When you’re using WebStorm, it’s apparently possible to install Cordova entirely through the IDE once you have configured it to locate both Node and NPM. These steps, however, are a little convoluted to follow, especially with all of the potential pitfalls you’re going to encounter, so we’re going to avoid this entirely and install Cordova with NPM on the terminal.

NPM has two install modes: local and global. A local installation will create a node_modules directory in the working directory where the command was issued at and install the module there. The global installation places all of the modules in a consolidated directory and makes that available to the system through environment variables; Cordova is best installed in global mode (recommended by the official install documentation). The installation can be performed with a single NPM command

sudo npm install -g cordova

The installation, when in the global scope, will need to be run as root hence the use of sudo.

Caveats… Already

To test Cordova, you’d do it in the same way that you would with both Node and NPM. However when you type cordova into the terminal and press enter, you will most likely, but certainly not always, get in response an error that may look like this:

/usr/bin/env: node: not found

The issue here is that Cordova is looking for the Node binary with a specific identifier, node. However when Node is installed through the package manager, the identifier of the binary is nodejs. Despite there being several tutorials on the Internet offering advice such as aliasing nodejs as node in your .bashrc file, the solution that needs implemented here is to create a symlink in /usr/bin named node that links back to nodejs. So what your directory tree looks like then is similar to this


If the highlighting gets in the way, what you should be paying attention to here is that the bottom highlighted line shows the actual Node binary, nodejs, and the top line shows the node symlink which points straight to the nodejs binary. They’re both in the same directory but Cordova is looking specifically for the node file. I’m unsure if this can be configured in Cordova in some way so if someone knows, please share how to do this. Either way, once this symlink exists in /usr/bin, you should be able to then issue cordova from the terminal and get syntax help printed out to the terminal. If this happens, Cordova can see Node and is ready to go.

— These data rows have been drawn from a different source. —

PR #37, opened 2014-03-18
Carles: start story 324 manage teams

txels:
Story: http://txels.tpondemand.com/entity/324

This is a bit of a mix but as I was doing some work on http://txels.tpondemand.com/entity/324 I included your suggestion to get rid of the gradient as well.

This is a first not very styled version of being able to delete projects and teams in the main UI. Next steps for this story are going to be create projects and teams, and invite users to a team or remove them from one.

### DIFF
--- a/ployst/settings/base.py
+++ b/ployst/settings/base.py
@@ -155,10 +155,6 @@ COMPRESS_PRECOMPILERS = (
     ('text/less', LESS_COMMAND),
 )
 
-REST_FRAMEWORK = {
-    'DEFAULT_FILTER_BACKENDS': ('rest_framework.filters.DjangoFilterBackend',)
-}
-
 LOGGING = {
     'version': 1,
     'disable_existing_loggers': False,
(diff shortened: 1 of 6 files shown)


alexcouper:
Looks very elegant.

ployst/settings/base.py
```diff
@@ -197,9 +193,15 @@
     },
 }
 
+# REST API ----------------------------------------------------------------
+REST_FRAMEWORK = {
+    'DEFAULT_FILTER_BACKENDS': ('rest_framework.filters.DjangoFilterBackend',)
+}
+APPEND_SLASH = False  # play nicely with angularJS no end slashes
```
alexcouper, line 200: Why does angularJS not like end slashes?

txels, line 200: Angular JS for some reason removes end slashes to normalise URLs (the opposite to default Django). There are lots of blog posts mostly from django people complaining about this mismatch. 

This was the cleanest solution I found on one of those.

txels, line 200: BTW I had to clear the cache of my browser at some point as Django does the / appending as 301 (permanent redirects).

PR #38, opened 2014-03-22
Carles/324 manage teams

txels:
This is a more fully working prototype for http://txels.tpondemand.com/entity/324

It's prototypal as I'm still figuring out how to structure things in Angular, markup, LESS and DRF (lots of open fronts) so there's loads of untested code. But the basic UI works, have a play with it and tell me what you think.

All the forms that are visible are meant to be hidden and open up in pop-overs when clicking on some sort of (+) or (Add) button.


ployst/ui/static/templates/teams.html
```diff
@@ -1,31 +1,66 @@
...
+            <li ng-repeat="user in team.users">
+                <i ng-if="isManager(team, user)"
+                    class="fa fa-fw fa-star" title="manager"></i>
+                <i ng-if="!isManager(team, user)"
+                    class="fa fa-fw"></i>
+                <span>{{ user.username }}</span>
+            </li>
+            <li ng-if="isManager(team, user)">
+                <h5>Invite a user to join {{ team.name }}:</h5>
+                <input ng-model="newUser.email" name="email" placeholder="email..."></input>
```
alexcouper, line 36: For now, maybe replace email with "ployst username" as no invite is sent at the moment?

alexcouper:
Works well!

alexcouper:
I found the position of  "add new team"  to be confusing, in the sense that I wondered whether I was adding a team within a team due to the layout of the page. Perhaps it should be along the top with the teams?

screen shot 2014-03-23 at 10 42 14 am

alexcouper:
Or, alternatively, it might be a case of just visually adjusting both the delete and add buttons.

alexcouper:
Happy to merge. Let me know if you want it in develop as is...

ployst/core/accounts/views.py
```diff
@@ -30,11 +34,72 @@ class ProjectViewSet(PermissionsViewSetMixin, ModelViewSet):
...
+
+        """
+        super(TeamViewSet, self).create(request, *args, **kwargs)
+        TeamUser.objects.create(
+            team=self.object, user=request.user, manager=True
+        )
+        serializer = self.get_serializer(self.object)
+        return Response(serializer.data)
+
+    @action()
```
alexcouper, line 68: This is pretty cool

ployst/core/accounts/views.py
```diff
@@ -30,11 +34,72 @@ class ProjectViewSet(PermissionsViewSetMixin, ModelViewSet):
...
+    def invite_user(self, request, pk=None):
```
alexcouper, line 69: As you say, this could do with tests...

ployst/ui/static/templates/teams.html
txels, line 36: I thought about that, and I still think people are more likely to know friends/colleagues by email than ployst username. Although we could easily accept either.

ployst/core/accounts/views.py
txels, line 68: yes, DRF has quite a few nifty features.

txels:
I've moved team creation "form" to the top, outside individual team section, as per your suggestion.

Re this PR I'd like your general opinion on a few things:
- How the code is structured (`ui` app vs alternatively moving this UI to the accounts app, as everything so far is about managing account data).
- This code will not work if an email address is used by more than one account. Do we want to enforce that uniqueness, or should we support multiple accounts with the same email?
-  Do you think the _invitation_ approach hinted here is the way to go (even if it's not implemented until we include user signup)?

Re: merging, unless you want to use this to build something on top, I'd rather at least add some tests.

ployst/core/accounts/views.py
txels, line 69: I've now added some backend API tests.

txels:
One can now use `tox` to run a full build. It generates coverage data.
`flake8` fails but you fixed that on your GH oauth branch.

txels:
Now I merged your branch and fixed a test, and we have a green `tox` build :)

alexcouper:
I think we're missing tox as a dependency somewhere...

alexcouper:
Re your questions:
- How the code is structured (ui app vs alternatively moving this UI to the accounts app, as everything so far is about managing account data). 

I'm not sure I follow. It all looks like it is in the accounts app...
- This code will not work if an email address is used by more than one account. Do we want to enforce that uniqueness, or should we support multiple accounts with the same email?

I don't think we should support using the same email address on multiple accounts.
- Do you think the invitation approach hinted here is the way to go (even if it's not implemented until we include user signup)?

Yep - I think this makes sense. On the down side, I can forsee a g+ style annoyance when you don't know what email address a colleague signed up with and so you invite them again under a new email address and they end up with multiple accounts...

txels:
Re: g+ style annoyance, it's a good point, we should make sure our invitation process covers that case and users can accept an invitation to join a team from an existing account even if the email address doesn't match. Maybe, if we want to make it secure, with a counter-invitation or moderated acceptance?

PR #42, opened 2014-03-30
Alex/326 github oauth

alexcouper:
Here are the changes for the PR I had earlier.

There should be 1 failing test after this is merged: due to `NotImplementedError`


ployst/github/test/test_oauth.py
```diff
@@ -43,7 +43,7 @@ def test_handle_callback_from_github(self, oauth_exchange):
             }
         )
 
-        self.assertEquals(response.status_code, 200)
+        self.assertEquals(response.status_code, 302)
```
txels, line 48: :) I had fixed this already in my other PR: https://github.com/pretenders/ployst/pull/38/files#diff-c9d6fb42301f34c5fd520bbe40d6b352R47

ployst/github/__init__.py
```diff
@@ -2,4 +2,5 @@
 
 from ployst.core.client import Client
 
-client = Client('http://localhost:8000/', settings.GITHUB_CORE_API_TOKEN)
+client = Client(settings.GITHUB_CORE_API_ADDRESS,
```
txels: this setting is not github-specific?

txels:
Looks good to me.

ployst/github/views/oauth.py
```diff
@@ -20,7 +20,8 @@ def start(request):
     """
     return HttpResponseRedirect(
         'https://github.com/login/oauth/authorize?'
-        'client_id={0}&scope=repo,write:repo_hook&state={1}'.format(
+        'client_id={0}&scope=repo,write:repo_hook,write:public_key'
```
txels: Might be a good idea to keep a list of required github permissions in a central place? (one place could be in github/conf.py, although it's not really an overrideable setting, so it could as well be in `github/__init__` or `lib`).

``` python
GITHUB_OAUTH_SCOPE = ["repo", "write:repo_hook", "write:public_key"]
```

...and use `",".join(...)` here.

Would make future maintenance simpler.

ployst/github/__init__.py
alexcouper: Changed

alexcouper:
This now also includes checking flake8 before accepting commits.

PR #43, opened 2014-04-01
Alex/326 github oauth

alexcouper:
Add a `UserOAuthToken` and use it to store github tokens.


ployst/core/accounts/models.py
```diff
@@ -113,3 +113,13 @@ class ProjectProviderSettings(models.Model):
 
     class Meta:
         unique_together = ('project', 'provider')
+        verbose_name_plural = "ProjectProviderSettings"
```
txels, line 116: :) yess

alexcouper, line 116: Haha

ployst/core/client.py
```diff
@@ -101,5 +101,12 @@ def create_or_update_branch_information(self, branch_info):
         else:
             self.post('repos/branch/', branch_info)
 
-    def set_access_token(self, oauth_provider, access_token):
-        pass
+    def set_access_token(self, user_id, oauth_provider, access_token):
+        self.post(
+            'accounts/token',
```
txels, line 106: wondering whether we should use reverse here.

txels:
Looks good to me, let me give it a spin before merging.

ployst/core/client.py
```diff
@@ -101,5 +101,12 @@ def create_or_update_branch_information(self, branch_info):
...
+            data={
+                'user': user_id,
+                'identifier': oauth_provider,
+                'token': access_token,
+            },
+        )
```
txels, line 112: BTW this creates a new duplicate token every time I open `/providers/github/oauth-start`.
You probably need to override `create` on UserTokenViewSet to do get_or_create-ish

txels, line 112: This seems to work nicely:

``` python
class UserTokenViewSet(PermissionsViewSetMixin, ModelViewSet):
    model = UserOAuthToken

    def pre_save(self, instance):
        UserOAuthToken.objects.filter(
            user=instance.user, identifier=instance.identifier
        ).delete()
```

...deleting previous tokens from the same provider prior to saving.

https://github.com/tomchristie/django-rest-framework/blob/master/rest_framework/mixins.py#L49

txels:
Good stuff. Are you planning in using `github3` as github client as we did in deploystream? At this point I could try to use that to retrieve a list of repos and organisations to present the user with?

alexcouper:
Yeah `github3` was where I was thinking of going.

ployst/core/client.py
alexcouper, line 112: Feel free to push the change :)

ployst/core/client.py
alexcouper, line 106: I've stayed away from using reverse on the basis that this client will eventually live outside the django realm and won't have reverse capabilities there.

ployst/core/client.py
txels, line 112: Done, plus a test. I've also rebased.

txels:
Happy to merge if you are.

ployst/core/client.py
txels, line 106: Yes, I am thinking it would be good to have a way to generate some reversed URLs from core ployst that could be used from here and JS. Maybe an offline task that dumps some JSON?

txels:
I'm taking the liberty to merge this. Feel free to add comments post-merge to my additions.

PR #44, opened 2014-04-02
Carles/273 available providers

txels:
https://github.com/pretenders/ployst/pull/41 to develop


alexcouper:
Observations:
- I found I wanted to show the full first menu again after clicking on an item so I could be reminded what the headings were. The only way I could do this was to click on the profile button.
- Creation of a team felt a little out of place at the bottom of the sub menu - especially with a large gap between the previous entry and it.
- In normal operation these menu items would probably make sense to be within some kind of "configuration/settings" page. Are we thinking of having eg. "Providers" as a globally available shortcut? I would think you would set these up in the beginning and then rarely revisit. 

Merging as is

txels:
Cheers.

Re: your points:
1. True, there is no way to open it back. I was thinking of showing the icon titles on hover, or adding a back button in the submenu that showed back the main one. Ideas?
2. Yes I was thinking of showing just a plus button in the heading teams and the form open on popover (as a general approach to "add" forms elsewhere). I haven't gotten around to doing it yet. Thoughts?
3. In truth I was thinking of this we have now as the "settings" section. Normal operation for "story board" etc will look different I imagine (like e.g. github's account settings vs the rest).

txels:
BTW by focusing on the UI look we forgot to mention that this PR finally gets us to the point of addressing provider setup. Would you rather me start with github or TP?

alexcouper:
I'd be happy with either!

Prerequisite – Platform SDKs

As great as Cordova may be, it needs the platform SDKs in order to build for each one specifically. Obviously, while capable of bridging the gap between platforms, you still need the platforms themselves to actually accomplish anything. The good thing is that the Cordova wiki hosts a plethora of information relative to acquiring the corresponding SDKs. Being on a Linux system, you can install without a serious amount of labor the Android, BlackBerry and Ubuntu SDKs. For the sake of this tutorial, we’re only going to be focusing on the Android SDK. If there is further interest in setting up any of the other SDKs, I’ll create them later.

Downloading and installing the Android SDK should be a relatively straightforward process at this stage. I’m going to assume that you either know how to do this or can follow the instructions outlined on the Cordova wiki. Post installation, you’ll want to ensure that you have added an environment variable called ANDROID_HOME and included it in your PATH environment variable that points to the root directory of the SDK; again assuming that you know how to set persistent environment variables on your Linux computer..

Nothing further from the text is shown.